PR #1757, opened 2020-01-13
Add API for setting default storage class

### LINKED ISSUE #1656: The default storage class should not be set more than 1
I guess KubeSphere should not allow users to set 2 default StorageClass in UI, when you set one as default, the other one should be unset automaticlly.
image

wnxn:
Signed-off-by: Xin Wang <wileywang@yunify.com>

**What type of PR is this?**
>
> /kind api-change
> /kind bug
> /kind cleanup
> /kind design
> /kind documentation
> /kind failing-test
/kind feature
> /kind flake

Fixes #1656

```
```

```docs
Usage:
PATCH /kapis/resources.kubesphere.io/v1alpha2/storageclasses/{storageclassname}
Body {"metadata":{"annotations":{"storageclass.kubernetes.io/is-default-class":"true"}}}
If succeed, return code 200 and return default storage class definition.
```

### DIFF
--- a/pkg/apiserver/resources/storage.go
+++ b/pkg/apiserver/resources/storage.go
@@ -20,8 +20,10 @@ package resources
 import (
 	"github.com/emicklei/go-restful"
 	"k8s.io/api/core/v1"
+	"k8s.io/klog"
 	"net/http"
 
+	storagev1 "k8s.io/api/storage/v1"
 	"kubesphere.io/kubesphere/pkg/models/storage"
 	"kubesphere.io/kubesphere/pkg/server/errors"
 )
@@ -68,4 +70,27 @@ func GetPvcListBySc(request *restful.Request, response *restful.Response) {
 	}
 
 	response.WriteAsJson(result)
+}
+
+func PatchStorageClass(request *restful.Request, response *restful.Response) {
+	scObj := &storagev1.StorageClass{}
+	err := request.ReadEntity(scObj)
+	if err != nil {
+		klog.Errorf("read entity error: %s", err.Error())
+		response.WriteHeaderAndEntity(http.StatusBadRequest, errors.Wrap(err))
+		return
+	}
+	klog.V(5).Infof("succeed to read entity %v", scObj)
+	scName := request.PathParameter("storageclass")
+	if scObj.Annotations[storage.IsDefaultStorageClassAnnotation] == "true" {
+		// Set default storage class
+		sc, err := storage.SetDefaultStorageClass(scName)
+		if err != nil {
+			response.WriteHeaderAndEntity(http.StatusInternalServerError, errors.Wrap(err))
+			return
+		}
+		response.WriteEntity(sc)
+		return
+	}
+	response.WriteEntity(errors.None)
 }
--- a/pkg/kapis/resources/v1alpha2/register.go
+++ b/pkg/kapis/resources/v1alpha2/register.go
@@ -22,6 +22,7 @@ import (
 	"github.com/emicklei/go-restful-openapi"
 	appsv1 "k8s.io/api/apps/v1"
 	corev1 "k8s.io/api/core/v1"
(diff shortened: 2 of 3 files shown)


pkg/models/storage/storage.go
```diff
@@ -27,6 +28,11 @@ import (
 	"kubesphere.io/kubesphere/pkg/informers"
 )
 
+const (
+	IsDefaultStorageClassAnnotation     = "storageclass.kubernetes.io/is-default-class"
```
zryfish: Unnecessary exported constants

pkg/models/storage/storage.go
```diff
@@ -27,6 +28,11 @@ import (
...
+	BetaIsDefaultStorageClassAnnotation = "storageclass.beta.kubernetes.io/is-default-class"
+)
+
 type ScMetrics struct {
```
zryfish: same here, unnecessary exported

zryfish: remember to remove unused function `init()` down below

pkg/models/storage/storage.go
```diff
@@ -102,3 +108,32 @@ func GetScList() ([]*storageV1.StorageClass, error) {
...
+	k8sClient := client.ClientSets().K8s().Kubernetes()
+	var defaultSc *storageV1.StorageClass
+	for _, sc := range scList {
+		delete(sc.Annotations, IsDefaultStorageClassAnnotation)
+		delete(sc.Annotations, BetaIsDefaultStorageClassAnnotation)
+		if sc.Name == defaultScName {
+			sc.Annotations[IsDefaultStorageClassAnnotation] = "true"
+			defaultSc = sc
+		}
+		_, err := k8sClient.StorageV1().StorageClasses().Update(sc)
```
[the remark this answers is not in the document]
wnxn: > you are updating every single storageclass, some of them may don't have default storage class annotation. Although, this is probably harmless, we better only update those we need to.

We need to ensure all storage classes not set the default storage class annotation except the one we want to set.

pkg/kapis/resources/v1alpha2/register.go
```diff
@@ -257,7 +258,13 @@ func addWebService(c *restful.Container) error {
 		Returns(http.StatusOK, ok, status.WorkLoadStatus{}).
 		To(workloadstatuses.GetNamespacedAbnormalWorkloads))
 
-	c.Add(webservice)
+	webservice.Route(webservice.PUT("/defaultstorageclasses/{storageclass}").
```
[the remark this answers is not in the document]
wnxn: The API not only for patching one storage class but also ensuring only one default storage class in one Kubernetes cluster.

pkg/models/storage/storage.go
wnxn: OK, I will fix it.

pkg/models/storage/storage.go
wnxn: > remember to remove unused function `init()` down below

Sure

pkg/models/storage/storage.go
wnxn: IsDefaultStorageClassAnnotation is used at PatchStorageClass.

pkg/apiserver/resources/storage.go
```diff
@@ -69,3 +71,26 @@ func GetPvcListBySc(request *restful.Request, response *restful.Response) {
 
 	response.WriteAsJson(result)
 }
+
+func PatchStorageClass(request *restful.Request, response *restful.Response) {
+	scObj := &storagev1.StorageClass{}
+	err := request.ReadEntity(scObj)
+	if err != nil {
+		klog.V(5).Infof("read entity error: %s", err.Error())
```
zryfish: print error log all the time

wnxn: > print error log all the time

Done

***

Show all lines in the preceding material that have "Infof" in them.

+	klog.V(5).Infof("succeed to read entity %v", scObj)
+		klog.V(5).Infof("read entity error: %s", err.Error())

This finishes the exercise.